Pendant que l'on conduisait traîtreusement la santé à l'hôpital, où elle fût morte, bien certainement, si elle n'eût pas été immortelle, un cri qui n'était pas sans analogie avec celui qui venait de lui si mal réussir, se faisait entendre dans un autre quartier de la ville.
C'était la quatrième étoile qui essayait de débiter sa marchandise, et qui criait :
- Qui veut vivre longtemps ? qui veut vivre toujours ? Achetez de longues années ! achetez, achetez !
A ce cri, toute la ville fut sens dessus dessous.
Un riche banquier, qui avait maison à Paris, à Francfort, à New-York, à Vienne et à Londres, ordonna à son agent de change de réaliser autant de millions qu'il en faudrait pour acheter la boîte à lui tout seul.
Les grands seigneurs requirent la garde, afin d'empêcher les manants d'acheter la précieuse denrée.
Le clergé se rassembla. L'archevêque prévint le pape par le télégraphe électrique ; le pape répondit :
- Ceux qui achèteront de longues années devront payer une dîme d'une année sur chaque dix années qu'ils achèteront.
La chambre législative décréta que celui qui achèterait de longues années payerait l'impôt progressif.
Le banquier vint avec ses millions pour tout acheter ; mais il y eut émeute, on cria à l'accapareur et l'on pendit le banquier.
Alors, le roi, qui était un bon roi, abolit tous les monopoles proposés, et déclara par un édit que les longues années se vendraient publiquement et que chacun, excepté les condamnés à mort, aurait le droit d'en acheter selon ses moyens.
Aussitôt, chacun s'approcha de l'étoile, une main pleine d'argent et une main vide.
- De longues années ! de longues années ! disaient les acheteurs ; voilà de l'argent ; acceptez mon argent ; mais prenez donc mon argent !
Et chacun criait :
- A moi, de longues années ! de longues années, à moi, à moi, à moi !
- A votre service, messieurs et mesdames, répondait l'étoile ; mais avez vous fait provision de la marchandise que vendaient mes trois soeurs ?
- Et que vendaient vos trois soeurs ? demandaient les acheteurs, pressés de tenir la précieuse marchandise.
- La première vendait de l'esprit.
- Nous n'en avons pas acheté.
- La seconde vendait de la vertu.
- Nous n'en avons pas acheté.
- La troisième vendait de la santé.
- Nous n'en avons pas acheté.
- Alors, répondit la marchande de longues années, j'en suis fâchée, mais, sans esprit, sans vertu et sans santé, les longues années n'ont aucune valeur.

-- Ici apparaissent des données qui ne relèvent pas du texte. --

PR #7926, opened 2020-08-27
MueLu: Root node filtering

csiefer2:
This is mostly to see which tests break.  No serious reviews yet please.

TESTS: RHEL7

### DIFF
--- a/packages/muelu/src/Graph/MatrixTransformation/MueLu_CoalesceDropFactory_def.hpp
+++ b/packages/muelu/src/Graph/MatrixTransformation/MueLu_CoalesceDropFactory_def.hpp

Et la marchande de longues années referma sa malle, refusant de vendre sa marchandise à des gens qui n'avaient pas eu l'intelligence d'acheter celle de ses trois soeurs.
Sa malle refermée, il se trouva qu'elle avait, sans y faire attention, gardé à la main un échantillon de sa marchandise.
C'était un petit bout de longue vie. Il y en avait pour trois siècles.
Un perroquet était là sur son perchoir.
- As-tu déjeuné, Jacquot ? lui demanda-t-elle.
- Non, Margot, répondit la perroquet.
L'étoile se mit à rire et lui donna l'échantillon.
Le perroquet le mangea jusqu'à la dernière miette.
C'est depuis ce temps-là que les perroquets vivent trois cents ans.